▶ _GOAL OF THE EXERCISE_: When you find the line with "closes #435" among the records below, reproduce it and each line after it exactly, ending with the line with "sure, let me".

▶ _RECORDS FOR THIS EXERCISE_:
┄┄┄┄┄┄
PR #436, opened 2021-08-19
pe: align section reads to FileAlignment, pad sections to SectionAlignment

### LINKED ISSUE #435: viv fails to read strings at the end of some sections
In [538f5401738b524c299b74c5cbba34bc070e18a642f3abfca408e15d6de03897](https://www.virustotal.com/gui/file/538f5401738b524c299b74c5cbba34bc070e18a642f3abfca408e15d6de03897/detection) viv fails to read the ASCII string found at 0x100023FE that is referenced as an export forwarder (see #433). 

there should be at least 0x26 bytes from the section data (and padded out until 0x10002600):

image
image

however, viv can only read 0xC bytes (until 0x1000240A):

```
getByteDef(0x100023fe ) 
-> offset: 0x3fe 
   length: 0x40a
   data: 00000000: 57 69 6E 33 32 49 6E 73  2E 66 74 73              Win32Ins.fts
```

williballenthin:
closes #435


atlas0fd00m:
hey @williballenthin ,

can you help me understand here?  the unittests seem to indicate pretty significant failures that don't immediately appear to be "more accurate."  i could be mistaken.

thanks!
@

atlas0fd00m:
specifically, this PR is breaking analysis of Firefox.exe in ways that it should not.  any idea why?

williballenthin:
sure, let me dig into the test failures. i'm glad test cases caught a potential regression here.

we're in the realm of "what happens if sizes (with and without alignment) are pretty weird?" so I'm not super confident in the intuition/reasoning behind this PR. so, i'll also do some bulk runs against a moderate number of PE files and see what happens.

williballenthin:
sidebar issue: i cannot see the CI results (without logging into CircleCI which requires giving access to my private repos, which i object to on principle). maybe another reason to consider GH Actions?

vivisect/parsers/pe.py
```diff
@@ -33,6 +33,14 @@
 # 0x183   DEC Alpha AXP
 
 
+def align(v, alignment):
+    remainder = v % alignment
+    if remainder == 0:
+        return v
+    else:
+        return v + remainder
```
atlas0fd00m, line 41:
```suggestion
def align(v, alignment):
    remainder = v % alignment
    if remainder == 0:
        return v
    else:
        return v + (alignment - remainder)
```

vivisect/parsers/pe.py
```diff
@@ -38,7 +38,7 @@ def align(v, alignment):
     if remainder == 0:
         return v
     else:
-        return v + remainder
+        return v + (alignment - remainder)
```
williballenthin, line 41: nice catch!

also, uh-oh, i copied this from my commits to two other projects recently 🤦🏼 silly arithmetic

atlas0fd00m:
ahhh.  these failures look much better.
i'd say it's probably safe to go through https://app.circleci.com/pipelines/github/vivisect/vivisect/342/workflows/aa66fd4a-6c8c-4fee-bb83-f49cc9e446e1/jobs/372 and modify the tests to match what we're actually getting now.  these failures indicate an *increased* size, not a loss of analysis/locations.

the increased Undefined answer is just a sad artifact of adding padding to the workspace, and likely doesn't indicate any regression.

make those few changes and the tests should pass.  if you do it quickly, i'll merge it in before 4:30pm EDT.  otherwise, @rakuy0 will have to do it since i'll be gone.

williballenthin:
tests should pass now. re-running them all locally (again) but they've all passed once.

williballenthin:
need to merge from master first. then will re-run tests.

williballenthin:
re-running all tests locally to confirm

williballenthin:
ok no unexpected failures when i run these tests locally. should be good to go.

atlas0fd00m (approved):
┄┄┄┄┄┄
▶ _TASK RESULT_:
closes #435


atlas0fd00m:
hey @williballenthin ,

can you help me understand here?  the unittests seem to indicate pretty significant failures that don't immediately appear to be "more accurate."  i could be mistaken.

thanks!
@

atlas0fd00m:
specifically, this PR is breaking analysis of Firefox.exe in ways that it should not.  any idea why?

williballenthin:
sure, let me dig into the test failures. i'm glad test cases caught a potential regression here.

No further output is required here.